(EXERCISE BRIEF):
Once you find a line containing the word "support" in the entries below, copy it.

[Saved data entries]
PR #6220, opened 2020-10-15
aws - add modify-attributes action for app-elb resources

### LINKED ISSUE #6162: aws.app-elb resource needs a modify attributes action so deletion protection and other settings can be modified
As an AWS best practice I would like to ensure Deletion protection is enabled for all my production aws.app-elb resources but there is not currently a way to enable that in c7n.

app-elb resource needs a modify-attributes action so we can enable the deletion protection automatically. Right now we can only notify

I can't find an alternative automated method without going to a custom script

dnouri:
Fixes #6162

### DIFF
--- a/c7n/resources/appelb.py
+++ b/c7n/resources/appelb.py
@@ -540,12 +540,14 @@ class AppELBModifyAttributes(BaseAction):
         client = local_session(self.manager.session_factory).client('elbv2')
         attrs = self.data['properties']
         for appelb in resources:
-            client.modify_load_balancer_attributes(
+            self.manager.retry(
+                client.modify_load_balancer_attributes,
                 LoadBalancerArn=appelb['LoadBalancerArn'],
                 Attributes=[
                     {'Key': key, 'Value': value}
                     for (key, value) in attrs.items()
                 ],
+                ignore_err_codes=('LoadBalancerNotFoundException',),
             )
         return resources
 
--- a/c7n/resources/appelb.py
+++ b/c7n/resources/appelb.py
@@ -501,7 +501,7 @@ class AppELBModifyAttributes(BaseAction):
                 resource: app-elb
                 actions:
                   - type: modify-attributes
-                    properties:
+                    attributes:
                       "deletion_protection.enabled": "true"
                       "idle_timeout.timeout_seconds": 120
     """
@@ -511,7 +511,7 @@ class AppELBModifyAttributes(BaseAction):
         'properties': {
             'type': {
                 'enum': ['modify-attributes']},
-            'properties': {
+            'attributes': {
                 'type': 'object',
                 'items': {
                     'additionalProperties': False,
@@ -538,7 +538,7 @@ class AppELBModifyAttributes(BaseAction):
 
     def process(self, resources):
         client = local_session(self.manager.session_factory).client('elbv2')
-        attrs = self.data['properties']
+        attrs = self.data['attributes']
         for appelb in resources:
             self.manager.retry(
                 client.modify_load_balancer_attributes,
--- a/c7n/resources/appelb.py
+++ b/c7n/resources/appelb.py
@@ -487,7 +487,7 @@ class AppELBDeleteAction(BaseAction):
 
 @AppELB.action_registry.register('modify-attributes')
 class AppELBModifyAttributes(BaseAction):
-    """Modify attributes given by string keys and values
+    """Modify attributes given by key/value pairs in `attributes`
 
     Exposes the `ModifyLoadBalancerAttributes API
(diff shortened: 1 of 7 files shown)


c7n/resources/appelb.py
```diff
@@ -485,6 +485,64 @@ def process_alb(self, client, alb):
...
+        },
+    }
+    permissions = ("elasticloadbalancing:ModifyLoadBalancerAttributes",)
+
+    def process(self, resources):
+        client = local_session(self.manager.session_factory).client('elbv2')
+        attrs = self.data.copy()
+        attrs.pop('type')
+        for appelb in resources:
+            client.modify_load_balancer_attributes(
```
kapilt, line 536: we should have a self.manager.retry here with an err_ignore_code around non existant load balaners

tests/test_appelb.py
```diff
@@ -364,6 +364,30 @@ def test_appelb_delete_force(self):
...
 
+    def test_appelb_modify_attributes(self):
+        session_factory = self.replay_flight_data("test_appelb_modify_attributes")
+        client = session_factory().client("elbv2")
+        p = self.load_policy(
+            {
+                "name": "appelb-enable-deletion-protection",
+                "resource": "app-elb",
+                "actions": [
+                    {
```
kapilt, line 375: ideally we want a filter to validate that the state of the filter before the action was that it didn't have delete protection enabled.

dnouri: Uh does that mean that I have to implement a new filter based on `describe_load_balancer_attributes` or some such? :-)

jtroberts83: Yeah it looks like it would need the describe_load_balancer_attributes call to pull back the info to see if the given setting is already enabled/disabled.  Currently custodian doesn't pull back or show if Delete Protection is enabled for app-elbs

kapilt: yeah we it looks like we need a new filter as well

dnouri: Is there a way to leverage `ValueFilter` or something similar for this? Such that my new `app-elb` based filter first extracts the attributes via `describe_load_balancer_attributes` but then delegates to `ValueFilter` or equivalent, to do the actual work, with the goal of making this consistent with other stuff as well as flexible? The alternative I think is to build a filter that just matches == on the load balancer attributes, and it would look very much like the action in this PR, but not support any sort of more fancy filterting that maybe `ValueFilter` could give us out of the box? What's the right thing to do here?

dnouri: Send help. I'm starting to talk to myself. :-D

But so I figured out how it could be done one way hooking up `ValueFilter`, namely via deriving and overriding `ValueFilter.get_resource_value`. Worthwhile or nah?

kapilt: definitely its very common to subclass value filter and just override in get_resource_value or more commonly override process, enrich via annotation (so multiple attributes can be filtered without extra api calls), and then call super with get_resource_value override to just return the annotation.

c7n/resources/appelb.py
dnouri: Addressed in 56460fdc0

tests/test_appelb.py
dnouri: As per my last commit message:

Hah, I guess I didn't see that we already had
c7n.resources.appelb.CheckAttributes.  Oh well.  The only thing that's
maybe not great here is that the ValueFilter based CheckAttributes
expects the value to be a bool (a yaml `true`), while the attributes
modifier likes it to be a literal `true` as a string.

c7n/resources/appelb.py
```diff
@@ -485,6 +485,77 @@ def process_alb(self, client, alb):
...
+    """
+    schema = {
+        'type': 'object',
+        'additionalProperties': False,
+        'properties': {
+            'type': {
+                'enum': ['modify-attributes']},
+            'attributes': {
+                'type': 'object',
+                'items': {
```
kapilt, line 520: this is not valid jsonschema, please use additionalProperties=False for any object types.

dnouri:
How do I make it fail the tests?

kapilt:
> How do I make it fail the tests?

not sure i understand the question, the jsonschema invalidness is because its overly permissive and jsonschema defaults to additionalProperties=True

tests/test_appelb.py
kapilt: ideally we'd match syntax on the filter and support marshalling for the action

(YOUR SOLUTION):
dnouri: Is there a way to leverage `ValueFilter` or something similar for this? Such that my new `app-elb` based filter first extracts the attributes via `describe_load_balancer_attributes` but then delegates to `ValueFilter` or equivalent, to do the actual work, with the goal of making this consistent with other stuff as well as flexible? The alternative I think is to build a filter that just matches == on the load balancer attributes, and it would look very much like the action in this PR, but not support any sort of more fancy filterting that maybe `ValueFilter` could give us out of the box? What's the right thing to do here?
kapilt: ideally we'd match syntax on the filter and support marshalling for the action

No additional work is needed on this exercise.